Through the 1960s, 1970s and 1980s, KSON was a country music station, mostly simulcast with KSON-FM (97.3 FM, now on 103.7 FM). In 1985, KSON-AM-FM were acquired by Jefferson Pilot Broadcasting. On July 24, 1996, the AM station's format was changed to children's radio as KDDZ, with the call sign standing for "Kids." It started as a KidStar Radio Network affiliate; that network was short-lived and closed on February 14, 1997. A year later the station gave children's radio another try with Radio Disney in late January 1998, which lasted until July 1, 2003.

During a heavy rain and wind storm near the end of December 2004, approximately half of the radio antenna tower collapsed and fell, leaving the tower at a height of about 200 feet. It had been 442 feet tall.

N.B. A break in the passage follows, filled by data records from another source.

PR #814, opened 2022-04-26
[CS-3555] OpenSea API Key

oidoug:
### Description

This PR adds a new `OPENSEA_API_KEY` env var (already sync'd) and uses it in `opensea-api` calls. Hopefully, this will avoid issues while pulling collections from Opensea (several reports on sentry issue CARDWALLET-MOBILE-4Q).

- [x] Completes #(CS-3555)


danibonilha (approved):
LGTM

PR #942, opened 2022-07-14
[CS-4086] In App Purchase base work

oidoug:
### Description

POC exploration work on In App Purchases and Hub's profile purchase query.

It's possible to purchase and create a profile from iOS, it logs hub's query output but it does not keep pulling for hub's profile creation task yet. There's a screen for testing this in Settings (DEV only).

To purchase on iOS in sandbox mode, you'll need:
- a physical device;
- to be on SOKOL;
- a sandbox apple connect account (there are good instructions here: https://www.iaphub.com/docs/set-up-ios/configure-sandbox-testing).

Unfortunately Google Play Store products are still not showing up in the app, I'm assuming it's related to banking connection issues, but it might be something else. Hard to say because theres no debugging info for this. We'll resume work on Play Store when our banking info clears.

I'll be writing tests for the two new hooks in a new PR.

Even though this is a proof of concept, I think it would be better to merge it if code is acceptable because this will be the base for the upcoming work on 4076 and others.

- [x] Completes #(CS-4086)

### Checklist

- [x] Tested on iOS
- [ ] ~~Tested on Android~~

### Screenshots

Screenshot


oidoug:
BTW, sorry for all the "wip" commits, I tried to squash those but I got a bunch of weird conflicts that were hard to properly merge. My bad for taking to long to push.

cardstack/src/screens/ProfilePurchaseScreen/ProfilePurchaseScreen.tsx
```diff
@@ -0,0 +1,112 @@
...
+            onChange={e =>
+              updateProfileInfo({
+                name: e.nativeEvent.text,
+              })
+            }
+            returnKeyType="next"
+            {...InputCommonProps}
+          />
+          <Text>Color:</Text>
+          <CardPressable onPress={onPressBusinessColor} position="relative">
```
paulinhapenedo: The name `CardPressable` seems a bit odd in the context that we're using. I mean, there's no card in this screen, neither in the Material Design concept (a box with shadow) or the Cardstack concept. 

I see that's the component handling the color picker and that it handles some sort of animation in a particular way, but does it make sense to use it here?

paulinhapenedo: Also the `position: relative` doesn't change anything here

cardstack/src/hooks/useProfileCreationData.ts
```diff
@@ -0,0 +1,61 @@
...
+    [profile, accountAddress]
+  );
+
+  return {
+    profile,
+    profileAttributes,
+    updateProfileInfo,
+    onPressBusinessColor,
+  };
+};
```
danibonilha: If this is just a POC, I'd rather not have this hook at all, which is just duplicating code from the ProfileForm, we could have the values "hardcoded"  or just changing in the dev mode manually. Specially because there's a task to handle the new ProfileScreen, colors etc

cardstack/src/screens/ProfilePurchaseScreen/ProfilePurchaseScreen.tsx
oidoug: Good catch!

CardPressable, it's simply a type of pressable. Yes, the naming could be better but it's a shared component I prefer to use instead of a touchable because it has a nice animation.

This screen is for testing and reference, it'll be discontinued when we get the new screens done.

cardstack/src/hooks/usePurchaseProfile.ts
```diff
@@ -0,0 +1,147 @@
...
+
+const PROVIDER = Device.isIOS ? 'apple' : 'google';
```
danibonilha: Instead of setting the provider here, we could add as a key of Device, something like, `IAPProvider`

cardstack/src/services/hub/hub-api.ts
```diff
@@ -90,6 +97,13 @@ export const hubApi = createApi({
         responseHandler: response => response.text(),
       }),
     }),
+    profilePurchases: builder.query<string, PostProfilePurchaseQueryParams>({
+      query: params => ({
+        url: routes.profilePurchases,
+        method: 'POST',
+        body: hubProfilePurchaseBody(routes.profilePurchases, params),
+      }),
+    }),
```
paulinhapenedo: Shouldn't this be a mutation since it's a `POST`?

cardstack/src/services/hub/hub-service.ts
```diff
@@ -138,3 +173,9 @@ export const registerFcmToken = (fcmToken: string) =>
 
 export const unregisterFcmToken = (fcmToken: string) =>
   store.dispatch(hubApi.endpoints.unregisterFcmToken.initiate({ fcmToken }));
+
+// Profile purchase and creation Queries
+
+export const profilePurchaseHubQuery = (
+  params: PostProfilePurchaseQueryParams
+) => store.dispatch(hubApi.endpoints.profilePurchases.initiate(params));
```
danibonilha: Why was this created as a separate query ?

cardstack/src/services/hub/hub-api.ts
danibonilha, line 113: If it's a POST it should actually be a `mutation` instead of a query

cardstack/src/hooks/usePurchaseProfile.ts
```diff
@@ -0,0 +1,147 @@
...
+    currentPurchaseError,
+    getProducts,
+    finishTransaction,
+    getAvailablePurchases,
+  } = useIAP();
+
+  // ** TEST CALL WITH STATIC RECEIPT **
+  // Receipt and associated data needs to be deleted from Hub's DB to retry this.
+  const fakeTestPurchase = useCallback(async () => {
+    const { data, error } = await profilePurchaseHubQuery({
```
danibonilha: by creating the ProfilePurchase endpoint as mutation you would already have this "callback" available, so we should replace this with the correct usage

cardstack/src/hooks/usePurchaseProfile.ts
```diff
@@ -0,0 +1,147 @@
...
+      iapReceipt: testReceipt,
+      provider: 'apple',
```
danibonilha: Shouldn't this be `PROVIDER` ?

cardstack/src/hooks/usePurchaseProfile.ts
```diff
@@ -0,0 +1,147 @@
...
+  const fetchProducts = useCallback(async () => {
+    logger.log('💰 Loading Products available for purchase.');
+
+    try {
+      const response = await getProducts(testSKUs);
+      logger.log('💰 Products response', response);
+    } catch (e) {
+      logger.sentry('Error fetching products:', e);
+    }
+  }, [getProducts]);
```
danibonilha, line 74: nit: we could abstract to a `useWorker`

cardstack/src/hooks/usePurchaseProfile.ts
```diff
@@ -0,0 +1,147 @@
...
+   * purchase but for some reason still doen't has the profile.
+   */
+  const fetchAvailablePurchases = useCallback(async () => {
+    try {
+      const response = await getAvailablePurchases();
+      logger.log('💰 Available Purchases response', response);
+    } catch (e) {
+      logger.sentry('Error fetching available purchases:', e);
+    }
+  }, [getAvailablePurchases]);
```
danibonilha, line 88: nit: we could abstract to a `useWorker`

cardstack/src/services/hub/hub-api.ts
oidoug: Yes, I think it should. Thanks.

cardstack/src/screens/ProfilePurchaseScreen/ProfilePurchaseScreen.tsx
```diff
@@ -0,0 +1,112 @@
...
+              </Button>
+            </Container>
+          ))}
+        <Container
+          width="100%"
+          height={2}
+          backgroundColor="grayBackground"
+          marginBottom={4}
+        />
+        {Device.isAndroid && (
```
danibonilha: why is this android only ?

cardstack/src/screens/ProfilePurchaseScreen/ProfilePurchaseScreen.tsx
```diff
@@ -0,0 +1,112 @@
...
+          <Button onPress={() => fakeTestPurchase()}>Fake call purchase</Button>
```
danibonilha: `onPress={fakeTestPurchase}`

cardstack/src/screens/ProfilePurchaseScreen/ProfilePurchaseScreen.tsx
```diff
@@ -0,0 +1,112 @@
...
+        )}
+      </CenteredContainer>
+    </>
+  );
+};
+
+export default memo(ProfilePurchaseScreen);
```
danibonilha, line 53: I'll be ignoring the layout, giving that this is mostly copied from the profile form

cardstack/src/services/hub/hub-api.ts
oidoug: so, if it's a mutation maybe I don't need the imperative `profilePurchasesHubMutation` I added to hub-services. I think the mutation has a `updateValue` callback for that. Wdyt?

cardstack/src/screens/ProfilePurchaseScreen/ProfilePurchaseScreen.tsx
danibonilha: it's kinda of related to this topic, but not this PR, I was wondering, if we still need this component, after the RN update, maybe we could check that sometime.

cardstack/src/hooks/useProfileCreationData.ts
oidoug: True, this was valuable for me while experimenting with Hub's api. I don't mind removing.

I decided to "copy" parts of useProfileForm because that handles both appearance and data so I couldn't use it. But yeah, test data would be enough.

cardstack/src/services/hub/hub-service.ts
oidoug: Because I needed to do an imperative api call once profile info was ready and user pressed the buy button. But I should have used a mutation as pointed by Paula above. I'll remove this query.

cardstack/src/hooks/usePurchaseProfile.ts
oidoug: This fake call only works with apple provider bc it uses an apple store receipt.

cardstack/src/screens/ProfilePurchaseScreen/ProfilePurchaseScreen.tsx
oidoug: On iOS it's possible to test the correct flow with a sandbox user, on Android products are not showing up, so I added this fake call to check requests/ ui.

I'll leave it visible on ios too, just be mindful it will fail if you don't remove the test receipt from hub's DB.

cardstack/src/screens/ProfilePurchaseScreen/ProfilePurchaseScreen.tsx
oidoug: Yes, it's temporary.

cardstack/src/hooks/usePurchaseProfile.ts
oidoug: I just tried to use useWorker but since there are two workers the error logging gets more messy than is worth it, it will make more sense when we're using isLoading and showing errors in UI.

Leaving as is but with a note.

oidoug: Well, actually never mind 😂  I'll use the worker to show a loading in the mock screen.

cardstack/src/utils/device.ts
```diff
@@ -18,6 +20,7 @@ const Device = {
   scrollSheetOffset: isIOS ? -(screenHeight * 0.2) : 1,
   tabBarHeightSize: screenHeight * 0.1,
   enableBackup: true,
+  iapProvider: (isIOS ? 'apple' : 'google') as IAPProviderType,
```
danibonilha: Casting the whole value here, might mislead typescript in case of an "error", let's say we change 'apple' by mistake to `aple`, typescript will not complain that there is a mismatch with `IAPProviderType`.  We have two ways to make it better, the first one is to "cast" each string as a const, this basically says that `'apple'` is a type, and does not let ts, infer that it's a string: 

image

The other way is to make `IAPProviderType` an enum instead of type.

danibonilha (approved):
Great! LGTM, maybe it's worth to trigger releases from this branch to make sure nothing breaks on CI before merging it.

cardstack/src/utils/device.ts
oidoug: Humm ok, I think enum looks nicer. Thanks for the detailed info!

PR #943, opened 2022-07-14
[CS-4237] Handle deeplink when user dismiss biometric authentication once

paulinhapenedo:
### Description
This PR handles the scenario of a user that opens the app, authenticates, moves the app to the background in order to read a QR code or to click on a payment link and then dismisses the biometric authorization. Clicking on the payment link or scanning the QR code again would redirect the user directly into the PaymentScreen without asking again for authentication.

- We're only adding the deep link configuration whenever the user is authorized.
- We're calling the `handleDeepLink` function to the `Linking` listener so we can redirect the user properly.

- [x] Completes CS-4237

### Checklist

- [x] Tested on iOS
- [x] Tested on Android

### DIFF
--- a/cardstack/src/navigation/navigator.tsx
+++ b/cardstack/src/navigation/navigator.tsx
@@ -1,7 +1,7 @@
 import { NavigationContainer } from '@react-navigation/native';
 import React, { memo } from 'react';
 
-import { useAuthSelectorAndActions } from '@cardstack/redux/authSlice';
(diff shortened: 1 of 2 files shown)


danibonilha (approved):
LGTM, but since we did it together it would be nice for @oidoug to take a look too.

oidoug (approved):
👏  LGTM

PR #945, opened 2022-07-18
[CS-4233] Set wallet as backed up when importing a wallet from a cloud backup

paulinhapenedo:
### Description
When importing a wallet from a cloud backup, we're not setting the wallet as backed up in our state management. This PR aims to fix that by calling the same function we use on the backup flow inside the app.

- [x] Completes #CS-4233

### Checklist

- [x] Tested on iOS
- [x] Tested on Android


oidoug (approved):
LGTM, no issues found :)

danibonilha (approved):
LGTM! 🚀

PR #946, opened 2022-07-19
[CS-4259] [Tests] Add test coverage to Profile Purchase POC

oidoug:
### Description

Adds test coverage for hook `usePurchaseProfile`.

- [x] Completes #(CS-4259)

No visual updates.

### DIFF
--- a/cardstack/src/hooks/__tests__/usePurchaseProfile.test.ts
+++ b/cardstack/src/hooks/__tests__/usePurchaseProfile.test.ts
@@ -2,8 +2,6 @@ import { renderHook } from '@testing-library/react-hooks';
 import { act } from '@testing-library/react-native';
 import { useIAP, Product, Purchase } from 'react-native-iap';
 
-// import { CreateBusinessInfoDIDParams } from '@cardstack/types';
-
 import { useAccountProfile } from '@rainbow-me/hooks';
 import logger from 'logger';
 
@@ -35,7 +33,6 @@ jest.mock('@rainbow-me/hooks', () => ({
 
 jest.mock('react-native-iap', () => ({
   useIAP: jest.fn(),
-  // requestPurchase: mockedRequestPurchase,
 }));
 
 describe('usePurchaseProfile', () => {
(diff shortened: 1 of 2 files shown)


cardstack/src/hooks/__tests__/usePurchaseProfile.test.ts
```diff
@@ -0,0 +1,156 @@
+import { renderHook } from '@testing-library/react-hooks';
+import { act } from '@testing-library/react-native';
+import { useIAP, Product, Purchase } from 'react-native-iap';
+
+// import { CreateBusinessInfoDIDParams } from '@cardstack/types';
```
danibonilha: letfover

cardstack/src/hooks/__tests__/usePurchaseProfile.test.ts
```diff
@@ -0,0 +1,156 @@
...
+  accountAddress: '1234567890',
+};
+
+jest.mock('@rainbow-me/hooks', () => ({
+  useAccountProfile: jest.fn(),
+}));
+
+jest.mock('react-native-iap', () => ({
+  useIAP: jest.fn(),
+  // requestPurchase: mockedRequestPurchase,
```
danibonilha: leftover

danibonilha (approved):
LGTM, just some leftovers, we could  however add a couple more of test cases, to check the `validateReceiptCreateProfile ` which I believe is pretty important, to check if after a valid purchase, the mutation is called or add a new task to handle it eventually

oidoug:
@danibonilha , I'll try test the mutation before merging, I see we have something similar in `useRequestPrepaidCardScreen.test.ts`.

LMK if theres any other good example 👍

oidoug:
@danibonilha , I've added a couple more tests to ensure `currentPurchase` triggers the verification, but didn't add tests to different mutation response statuses. I think that is valuable but still too soon to add, because the hook currently doesn't handle that either. I'll add more as we expand.

PR #947, opened 2022-07-19
[CS-4263]: Create first version of profile name screen

danibonilha:
### Description

This is the initial version of the ProfileNameScreen, it doesn't handle any logic, besides animation, also the styles and a couple of magic numbers are not extract into constants yet, bc there's still inconsistency between different devices (with the keyboard opened some devices shows the white background and others are too far up), and it's easier to change while developing, but it seems best to finish all the screen requirements and then revisit the animation across devices, then I'll extract everything to it's own place. 

PS: shadows have not been implemented yet.

### Checklist

- [x] Tested on iOS
- [x] Tested on Android

### Screenshots

Android Pixel:
android-keybaord

iPhone11: 
Simulator Screen Recording - iPhone 11 - 2022-07-19 at 18 10 12

iPhone 12 mini
Simulator Screen Recording - iPhone 12 mini - 2022-07-19 at 18 11 13


cardstack/src/utils/device.ts
```diff
@@ -17,6 +17,12 @@ const Device = {
   supportsHapticFeedback: isIOS,
   scrollSheetOffset: isIOS ? -(screenHeight * 0.2) : 1,
   tabBarHeightSize: screenHeight * 0.1,
+  keyboardEventWillShow: isIOS
+    ? ('keyboardWillShow' as const)
+    : ('keyboardDidShow' as const),
+  keyboardEventWillHide: isIOS
+    ? ('keyboardWillHide' as const)
+    : ('keyboardDidHide' as const),
```
danibonilha, line 25: Android doesn't have the `keyboardWillShow` event, just the `keyboardDidShow` one, so the animation kinda of happens after the keyboard is shown, and on iOS it happens while the keyboard is opening.

cardstack/src/screens/Profile/ProfileNameScreen/ProfileNameScreen.tsx
```diff
@@ -0,0 +1,176 @@
...
+    ];
+
+    if (Device.isIOS) {
+      transformArray.push({
+        translateY: animated.interpolate({
+          inputRange: [0, 1],
+          outputRange: [0, -screenHeight * 0.091],
+        }),
+      });
+    }
```
danibonilha, line 81: Since the keyboard events are diff for each platform, on iOS we need to translateY while opening the keyboard, whereas on Android we just scale since the view has already been updated with the keyboard height

cardstack/src/screens/Profile/ProfileNameScreen/ProfileNameScreen.tsx
```diff
@@ -0,0 +1,176 @@
...
+
+  return (
+    <SafeAreaView
+      backgroundColor="backgroundDarkPurple"
+      flex={1}
+      paddingHorizontal={5}
+      justifyContent="space-between"
+    >
+      <Container flex={0.1} alignItems="flex-end" paddingVertical={2}>
+        <Text fontSize={13} color="teal" fontFamily="OpenSans-Bold">
```
paulinhapenedo, line 104: Quick question: this is the first time I'm seeing the font-family being declared. Is it okay to use it like this or should we be using the `fontFamilyVariants` file?

paulinhapenedo (approved):
Everything looks good. Animation that works good across multiple devices is always difficult, so kudos 👏 

Adding some evidences for future reference of the animation behavior on other Android devices (video is from a Pixel 4 and static images are from a Motorola G8 with Android 11).

**First interaction with the input field**


**After typing the first word** 


**Same behavior above, but video**
https://user-images.githubusercontent.com/690904/180029863-6bc8706d-ed83-49f5-b19b-3a096b98bacf.mov

cardstack/src/screens/Profile/ProfileNameScreen/ProfileNameScreen.tsx
danibonilha: Actually we might have text variants for this, this was added just for testing

PR #948, opened 2022-07-20
[CS-4077]: Improve ProfileNameScreen w/ animation and hook

danibonilha:
### Description

This PR fixes the devices inconsistency, iOS seems to be running smoothly and with all the items positioned in the same spot regardless of device size, for Android I believe most of the cases are covered, with slight differences on smaller devices, also it hides the description once the value is inputed. It also adds the `useProfileNameScreen` hooks with empty functions until we have the whole flow, and adds the validation on the Continue btn. 

### Checklist

- [x] Tested on iOS
- [x] Tested on Android

### Screenshots

Small android device - Nexus 5: 
image

Pixel 4a:
androidddd

iPhone 8 :
Simulator Screen Recording - iPhone 8 - 2022-07-20 at 16 19 34

Iphone 11 Pro:

image

### DIFF
--- a/cardstack/src/screens/Profile/ProfileNameScreen/ProfileNameScreen.tsx
+++ b/cardstack/src/screens/Profile/ProfileNameScreen/ProfileNameScreen.tsx
@@ -4,7 +4,9 @@ import {
   Keyboard,
   KeyboardAvoidingView,
   ScaleTransform,
+  StyleSheet,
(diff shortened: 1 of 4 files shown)


paulinhapenedo (approved):
This is a good solution for the animation issue on Android devices. It's looking good on all devices I tested 👏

Later, KNSN was a gospel music radio station, having that format from January 2007 until July 2007. The station was sold to Multicultural Broadcasting Inc., owned by Arthur Liu, on June 1, 2009. In the early 2000s, it shifted to a Spanish-language Christian radio format.

On May 22, 2014, Crawford Broadcasting announced it would acquire KNSN for $1.5 million through licensee Kiertron, Inc. The sale was consummated on July 25, 2014, with the Spanish
Christian programming shifting to 1040 KURS. KNSN went silent in late July 2014 in preparation for a new format under Crawford Broadcasting ownership. KNSN returned to air on September 29, 2014. The format ended up being the previous religious format, this time in English. It is mostly a simulcast of co-owned KBRT in Costa Mesa.

In 2017, a 15-watt FM translator station was added, 103.3 MHz K277DG. It shares the same broadcast tower as the AM signal. The translator is often cut off as distant station KRUZ in Santa Barbara, the dominant station at 103.3, often hashes out K277DG's signal in tropospheric ducting.